Compartilhar via

Casting from one interface to another...

  • Artigo

A co-worker came by to ask what he thought was a coding "style" question that turned into a correctness issue, and I thought I'd share it.

 

Someone had defined two COM interfaces:

interface IFoo : IUnknown
{
    HRESULT FooMethod1();
    HRESULT FooMethod2();
}

They also had a factory interface IBar which had a method HRESULT GetFoo(IFoo **ppFoo).

 

As a result of new work, the team that owned IFoo wanted to extend IFoo.  To do this, they defined a new interface, IFoo2 that inherited from IFoo:

interface IFoo2 : IFoo
{
    HRESULT Foo2Method1();
    HRESULT Foo2Method2();
}

The team that owned IFoo (and IBar) decided that they didn't want to change the IBar interface to add a GetFoo2 method, feeling that the GetFoo method was "good enough".

My co-worker wanted to call GetFoo and cast the resulting IFoo object into an IFoo2 object (he knew that the IFoo he got was always going to be an IFoo2).  He was worried about the stylistic implications of doing the cast.

 

The problem with doing this turns out not to be a style issue, but instead to be correctness issue.  Here's the problem.

Somewhere under the covers, there's a class CFoo that implements IFoo and IFoo2.  This is the object that will be returned by the IBar::GetFoo method.
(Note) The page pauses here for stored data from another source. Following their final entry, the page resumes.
PR #963, opened 2020-08-12
TST: clean-up + more cases for Point/LineString constructor tests

jorisvandenbossche:
While refactoring the class constructors based on pygeos, I noticed that not all cases that are currently supported are fully covered by the tests (eg generator, single-element list for Point, ...). So I added some more tests, and at once cleaned up the existing constructor tests.

### DIFF
--- a/tests/test_linestring.py
+++ b/tests/test_linestring.py
@@ -42,7 +42,7 @@ def test_from_linestring():
     line = LineString(((1.0, 2.0), (3.0, 4.0)))
     copy = LineString(line)
     assert copy.coords[:] == [(1.0, 2.0), (3.0, 4.0)]
-    assert lgeos.GEOSGeomType(copy._geom).decode('ascii') == 'LineString'
+    assert copy.geom_type == 'LineString'
 
 
 def test_from_linearring():
@@ -50,7 +50,7 @@ def test_from_linearring():
     ring = LinearRing(coords)
     copy = LineString(ring)
     assert copy.coords[:] == coords
-    assert lgeos.GEOSGeomType(copy._geom).decode('ascii') == 'LineString'
+    assert copy.geom_type == 'LineString'
 
 
 def test_from_linestring_z():
@@ -58,7 +58,7 @@ def test_from_linestring_z():
     line = LineString(coords)
     copy = LineString(line)
     assert copy.coords[:] == coords
-    assert lgeos.GEOSGeomType(copy._geom).decode('ascii') == 'LineString'
+    assert copy.geom_type == 'LineString'
 
 
 def test_from_generator():
--- a/tests/test_linestring.py
+++ b/tests/test_linestring.py
@@ -2,7 +2,6 @@ from . import unittest, numpy, shapely20_deprecated
 import pytest
 
 from shapely.errors import ShapelyDeprecationWarning
-from shapely.geos import lgeos
 from shapely.geometry import LineString, asLineString, Point, LinearRing
 
 
--- a/tests/test_linestring.py
+++ b/tests/test_linestring.py
@@ -6,6 +6,109 @@ from shapely.geos import lgeos
 from shapely.geometry import LineString, asLineString, Point, LinearRing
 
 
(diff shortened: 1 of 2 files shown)


tests/test_point.py
```diff
@@ -5,6 +5,61 @@
...
+    # From single coordinate pair
+    p = Point((3.0, 4.0))
+    assert p.coords[:] == [(3.0, 4.0)]
+    p = Point([3.0, 4.0])
+    assert p.coords[:] == [(3.0, 4.0)]
+
+    # From coordinate sequence
+    p = Point([(3.0, 4.0)])
+    assert p.coords[:] == [(3.0, 4.0)]
+
```
mwtoews, line 34: I wonder if 3D sequences should be added here too (and in the following four tests too).

tests/test_point.py
```diff
@@ -5,6 +5,61 @@
...
 
+def test_from_coordinates():
+    # 2D points
+    p = Point(1.0, 2.0)
+    assert p.coords[:] == [(1.0, 2.0)]
+    assert p.has_z is False
+
+    # 3D Point
+    p = Point(1.0, 2.0, 3.0)
+    assert p.coords[:] == [(1.0, 2.0, 3.0)]
```
mwtoews, line 16: suggest adding `assert p.has_z` here.

tests/test_linestring.py
```diff
@@ -6,6 +6,109 @@
...
+    line = LineString((Point(1.0, 2.0), (2.0, 3.0), Point(3.0, 4.0)))
+    assert line.coords[:] == [(1.0, 2.0), (2.0, 3.0), (3.0, 4.0)]
+
+
+def test_from_linestring():
+    # From another linestring
+    line = LineString(((1.0, 2.0), (3.0, 4.0)))
+    copy = LineString(line)
+    assert copy.coords[:] == [(1.0, 2.0), (3.0, 4.0)]
+    assert lgeos.GEOSGeomType(copy._geom).decode('ascii') == 'LineString'
```
mwtoews, line 45: perhaps it's also time to move away from ctypes functions and use:
```suggestion
    assert copy.geom_type == 'LineString'
```
(similar applies to below)

tests/test_linestring.py
```diff
@@ -6,6 +6,109 @@
...
+def test_from_invalid_dim():
+    with pytest.raises(ValueError, match="at least 2 coordinate tuples"):
+        LineString([(1, 2)])
+
+    with pytest.raises(ValueError, match="Inconsistent coordinate dimensionality"):
+        LineString([(1, 2, 3), (4, 5)])
+
+    # TODO this does not fail
+    # with pytest.raises(ValueError, match="Inconsistent coordinate dimensionality"):
+    #     LineString([(1, 2), (3, 4, 5)]))
```
mwtoews, line 97: Good catch, see #964 for issue.

tests/test_linestring.py
jorisvandenbossche: Yes! I was assuming this was done for a reason (eg because each of the subclasses simply hardcodes its geometry type instead of calling into GEOS), but the `geom_type` attribute actually calls `GEOSGeomTypeId`, so will indeed update.

tests/test_linestring.py
jorisvandenbossche: Thanks for opening the issue

tests/test_point.py
jorisvandenbossche: Added

jorisvandenbossche:
@mwtoews Thanks for the review! Pushed some updates

tests/test_linestring.py
```diff
@@ -6,6 +6,109 @@
 from shapely.geometry import LineString, asLineString, Point, LinearRing
```
tomplex, line 6: Looks like you can remove the `lgeos` import on the line above this (github won't let me comment on that line...)

jorisvandenbossche: Indeed, thanks!

PR #974, opened 2020-08-21
CLN: remove deprecated to_wkb/to_wkt methods

jorisvandenbossche:
I noticed that those functions and methods are already deprecated for many years. So I think those can already be removed for 1.8, but of course, since we are removing a bunch of things in 2.0, we can also directly keep this removal for 2.0 as well (in which case I can edit the PR to target the shapely-2.0 branch instead of master)

### DIFF
--- a/shapely/geometry/base.py
+++ b/shapely/geometry/base.py
@@ -90,46 +90,12 @@ def geom_factory(g, parent=None):
     return ob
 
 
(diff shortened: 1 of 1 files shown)


mwtoews (approved):
These can be removed for 1.8 in my opinion, as these warnings have been in place for 7 years.

PR #978, opened 2020-09-01
Replace internal usage of Multi geom iteration with .geoms attribute

jorisvandenbossche:
This should help with actually deprecating it in https://github.com/Toblerity/Shapely/pull/950


jorisvandenbossche:
cc @tomplex

sgillies (approved):

PR #979, opened 2020-09-02
CLN: remove unused doctest runners from .py files

jorisvandenbossche:
I don't think they are used at the moment, so cleaning this up. Also, renaming tests/binascii_hex.txt to tests/test_binascii_hex.txt so it gets picked up by pytest.

BTW, with `pytest shapely --doctest-modules` we could actually run the doctests on CI (but that needs some fixes first, as there are some failures at the moment)


mwtoews (approved):
Looks good. And `pytest shapely --doctest-modules` looks promising, as I only see 6 failures to address.

PR #983, opened 2020-09-16
Refactor Geometry classes to subclass the C extension type

jorisvandenbossche:
.. and use the pygeos functions for all the Geometry methods/properties. 

This is a first step for integrating PyGEOS into Shapely (https://github.com/Toblerity/Shapely/issues/962):

- For now I still use PyGEOS as an external dependency (it will be merged into Shapely in a later step, I first wanted to ensure this essential part is working out)
- This makes all the Geometry classes (Point, LineString, Polygon, etc) subclasses of the pygeos.Geometry extension type.
- This also registers those subclasses to pygeos. This means that all pygeos functions will start to return the correct shapely subclass, and not the generic pygeos.Geometry
- For most of the methods and properties of the Geometry classes, I switched to using pygeos functions (eg ` geom_factory(self.impl['difference'](self, other))` to `pygeos.difference(self, other)`). For other functionality in most other modules (eg shapely.ops etc), this is still left as is and keeps using the ctypes interface (this can be cleaned up later in a separate PR)
- A large chunk of the diff is actually the re-implementation of the Point(), Linestring(..), Polygon(..) etc constructors, as those don't directly map to the pygeos functions to create geometries from coordinates (the shapely ones are more flexible / allow more variation in input types)
- All tests are passing locally (with pygeos master), but I xfailed a bunch of tests where there are small differences or where we still need to implement something in the pygeos code to support it. But so it can be seen explicitly in the diff which ones are not yet passing.

cc @caspervdw

### DIFF
--- a/shapely/coords.py
+++ b/shapely/coords.py
@@ -54,25 +54,6 @@ class CoordinateSequence(object):
         else:
             raise TypeError("key must be an index or slice")
 
-    # def array_interface(self):
-    #     """Provide the Numpy array protocol."""
-    #     if sys.byteorder == 'little':
-    #         typestr = '<f8'
-    #     elif sys.byteorder == 'big':
-    #         typestr = '>f8'
-    #     else:
-    #         raise ValueError(
-    #             "Unsupported byteorder: neither little nor big-endian")
-    #     ai = {
-    #         'version': 3,
-    #         'typestr': typestr,
-    #         'data': self._ctypes,
-    #         }
-    #     ai.update({'shape': (len(self), self._ndim)})
-    #     return ai
-
-    # __array_interface__ = property(array_interface)
-
     def __array__(self, dtype=None):
         return self._coords
 
--- a/shapely/coords.py
+++ b/shapely/coords.py
@@ -25,18 +25,6 @@ class CoordinateSequence(object):
 
     """
 
-    # Attributes
-    # ----------
-    # _cseq : c_void_p
-    #     Ctypes pointer to GEOS coordinate sequence
-    # _ndim : int
-    #     Number of dimensions (2 or 3, generally)
-    # __p__ : object
-    #     Parent (Shapely) geometry
-    _cseq = None
-    _ndim = None
-    __p__ = None
-
     def __init__(self, coords):
         self._coords = coords
 
--- a/shapely/coords.py
+++ b/shapely/coords.py
@@ -37,41 +37,18 @@ class CoordinateSequence(object):
     _ndim = None
     __p__ = None
 
-    def __init__(self, parent):
-        self.__p__ = parent
-
-    def _update(self):
-        self._ndim = self.__p__._ndim
-        self._cseq = lgeos.GEOSGeom_getCoordSeq(self.__p__._geom)
+    def __init__(self, coords):
+        self._coords = coords
 
     def __len__(self):
-        self._update()
-        cs_len = c_uint(0)
-        lgeos.GEOSCoordSeq_getSize(self._cseq, byref(cs_len))
-        return cs_len.value
+        return self._coords.shape[0]
 
     def __iter__(self):
-        self._update()
-        dx = c_double()
-        dy = c_double()
-        dz = c_double()
-        has_z = self._ndim == 3
         for i in range(self.__len__()):
-            lgeos.GEOSCoordSeq_getX(self._cseq, i, byref(dx))
-            lgeos.GEOSCoordSeq_getY(self._cseq, i, byref(dy))
-            if has_z:
-                lgeos.GEOSCoordSeq_getZ(self._cseq, i, byref(dz))
-                yield (dx.value, dy.value, dz.value)
-            else:
-                yield (dx.value, dy.value)
+            yield tuple(self._coords[i].tolist())
 
     def __getitem__(self, key):
-        self._update()
-        dx = c_double()
-        dy = c_double()
-        dz = c_double()
         m = self.__len__()
-        has_z = self._ndim == 3
         if isinstance(key, int):
             if key + m < 0 or key >= m:
                 raise IndexError("index out of range")
@@ -79,79 +56,48 @@ class CoordinateSequence(object):
                 i = m + key
             else:
                 i = key
-            lgeos.GEOSCoordSeq_getX(self._cseq, i, byref(dx))
-            lgeos.GEOSCoordSeq_getY(self._cseq, i, byref(dy))
-            if has_z:
-                lgeos.GEOSCoordSeq_getZ(self._cseq, i, byref(dz))
-                return (dx.value, dy.value, dz.value)
-            else:
-                return (dx.value, dy.value)
+            return tuple(self._coords[i].tolist())
         elif isinstance(key, slice):
             res = []
             start, stop, stride = key.indices(m)
             for i in range(start, stop, stride):
-                lgeos.GEOSCoordSeq_getX(self._cseq, i, byref(dx))
-                lgeos.GEOSCoordSeq_getY(self._cseq, i, byref(dy))
-                if has_z:
-                    lgeos.GEOSCoordSeq_getZ(self._cseq, i, byref(dz))
-                    res.append((dx.value, dy.value, dz.value))
-                else:
-                    res.append((dx.value, dy.value))
+                res.append(tuple(self._coords[i].tolist()))
             return res
         else:
             raise TypeError("key must be an index or slice")
 
-    @property
-    def _ctypes(self):
-        self._update()
-        has_z = self._ndim == 3
-        n = self._ndim
-        m = self.__len__()
-        array_type = c_double * (m * n)
-        data = array_type()
-        temp = c_double()
-        for i in range(m):
-            lgeos.GEOSCoordSeq_getX(self._cseq, i, byref(temp))
-            data[n*i] = temp.value
-            lgeos.GEOSCoordSeq_getY(self._cseq, i, byref(temp))
-            data[n*i+1] = temp.value
-            if has_z:
-                lgeos.GEOSCoordSeq_getZ(self._cseq, i, byref(temp))
-                data[n*i+2] = temp.value
-        return data
+    # def array_interface(self):
+    #     """Provide the Numpy array protocol."""
+    #     if sys.byteorder == 'little':
+    #         typestr = '<f8'
+    #     elif sys.byteorder == 'big':
+    #         typestr = '>f8'
+    #     else:
+    #         raise ValueError(
+    #             "Unsupported byteorder: neither little nor big-endian")
+    #     ai = {
+    #         'version': 3,
+    #         'typestr': typestr,
+    #         'data': self._ctypes,
+    #         }
+    #     ai.update({'shape': (len(self), self._ndim)})
+    #     return ai
 
-    def array_interface(self):
-        """Provide the Numpy array protocol."""
-        if sys.byteorder == 'little':
-            typestr = '<f8'
-        elif sys.byteorder == 'big':
-            typestr = '>f8'
-        else:
-            raise ValueError(
-                "Unsupported byteorder: neither little nor big-endian")
-        ai = {
-            'version': 3,
-            'typestr': typestr,
-            'data': self._ctypes,
-            }
-        ai.update({'shape': (len(self), self._ndim)})
-        return ai
+    # __array_interface__ = property(array_interface)
 
-    __array_interface__ = property(array_interface)
+    def __array__(self, dtype=None):
+        return self._coords
 
     @property
     def xy(self):
         """X and Y arrays"""
-        self._update()
         m = self.__len__()
         x = array('d')
         y = array('d')
-        temp = c_double()
         for i in range(m):
-            lgeos.GEOSCoordSeq_getX(self._cseq, i, byref(temp))
-            x.append(temp.value)
-            lgeos.GEOSCoordSeq_getY(self._cseq, i, byref(temp))
-            y.append(temp.value)
+            xy = self._coords[i].tolist()
+            x.append(xy[0])
+            y.append(xy[1])
         return x, y
 
 
--- a/shapely/geometry/base.py
+++ b/shapely/geometry/base.py
@@ -15,6 +15,8 @@ import sys
 from warnings import warn
 from functools import wraps
 
+import pygeos
+
 from shapely.affinity import affine_transform
 from shapely.coords import CoordinateSequence
 from shapely.errors import WKBReadingError, WKTReadingError
@@ -60,34 +62,20 @@ def dump_coords(geom):
         raise ValueError('Unhandled geometry type: ' + repr(geom.type))
 
 
-def geometry_type_name(g):
-    if g is None:
-        raise ValueError("Null geometry has no type")
-    return GEOMETRY_TYPES[lgeos.GEOSGeomTypeId(g)]
+class _DummyGeometry:
+    # pygeos.from_shapely expects a python object that exposes
+    # the GEOS pointer as a __geom__ attribute
+
+    def __init__(self, g):
+        self.__geom__ = g
 
 
 def geom_factory(g, parent=None):
     # Abstract geometry factory for use with topological methods below
     if not g:
         raise ValueError("No Shapely geometry can be created from null value")
-    ob = BaseGeometry()
-    geom_type = geometry_type_name(g)
-    # TODO: check cost of dynamic import by profiling
-    mod = __import__(
-        'shapely.geometry',
-        globals(),
-        locals(),
-        [geom_type],
-        )
-    ob.__class__ = getattr(mod, geom_type)
-    ob._geom = g
-    ob.__p__ = parent
-    if lgeos.methods['has_z'](g):
-        ob._ndim = 3
-    else:
-        ob._ndim = 2
-    ob._is_empty = False
-    return ob
+    ob = _DummyGeometry(g)
+    return pygeos.from_shapely(ob)
 
 
 def deserialize_wkb(data):
@@ -142,7 +130,7 @@ class JOIN_STYLE(object):
 EMPTY = deserialize_wkb(a2b_hex(b'010700000000000000'))
 
 
-class BaseGeometry(object):
+class BaseGeometry(pygeos.Geometry):
     """
     Provides GEOS spatial predicates and topological operations.
 
@@ -166,7 +154,6 @@ class BaseGeometry(object):
     #     case of a multipart geometry member.
     __geom__ = EMPTY
     __p__ = None
-    _ndim = None
     _crs = None
     _other_owned = False
     _is_empty = True
@@ -187,6 +174,10 @@ class BaseGeometry(object):
 
         self._is_empty = True
         self.__geom__ = val
+
+    @property
+    def _ndim(self):
+        return pygeos.get_coordinate_dimension(self)
 
     def __bool__(self):
         return self.is_empty is False
@@ -277,26 +268,26 @@ class BaseGeometry(object):
     # ----------------------------------------
 
     def geometryType(self):
-        return geometry_type_name(self._geom)
+        return self.geom_type
 
     @property
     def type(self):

When the compiler lays out this object, the compiler will lay out the data for the class as follows:

1 CFoo vtable
2 IFoo vtable with 1*sizeof(void *) adjustor thunk
3 IFoo2 vtable with 2*sizeof(void *) adjustor thunk
4 CFoo member variable 1 storage
5 CFoo member variable 2 storage
6 :
: :

When IBar::GetFoo returns, it returns a pointer to the 2nd element of the class (the adjustor thunk will ensure that the right thing happens when you call into the member functions).

The IFoo vtable is laid out in memory like this:

1 QueryInterface()
2 AddRef()
3 Release()
4 FooMethod1()
5 FooMethod2()

The IFoo2 vtable on the other hand is laid out in memory like this:

1 QueryInterface()
2 AddRef()
3 Release()
4 FooMethod1()
5 FooMethod2()
6 Foo2Method1()
7 Foo2Method2()

When the caller calls into a method on IFoo, the compiler will index into the vtable to find the pointer to the code that implements the specified method.  By casting from an IFoo to an IFoo2, my co-worker was telling the compiler "I know that this thing is also an IFoo2, so you should act like the vtable is really an IFoo2 vtable.

 

The first time that he called into Foo2Method1 or Foo2Method2 using this mechanism, if he was lucky, his code would crash.  If he was unlucky (and the random chunk of memory sitting at the end of the vtable for IFoo happened to be code that matched the function signature of Foo2Method2, he would simply corrupt memory.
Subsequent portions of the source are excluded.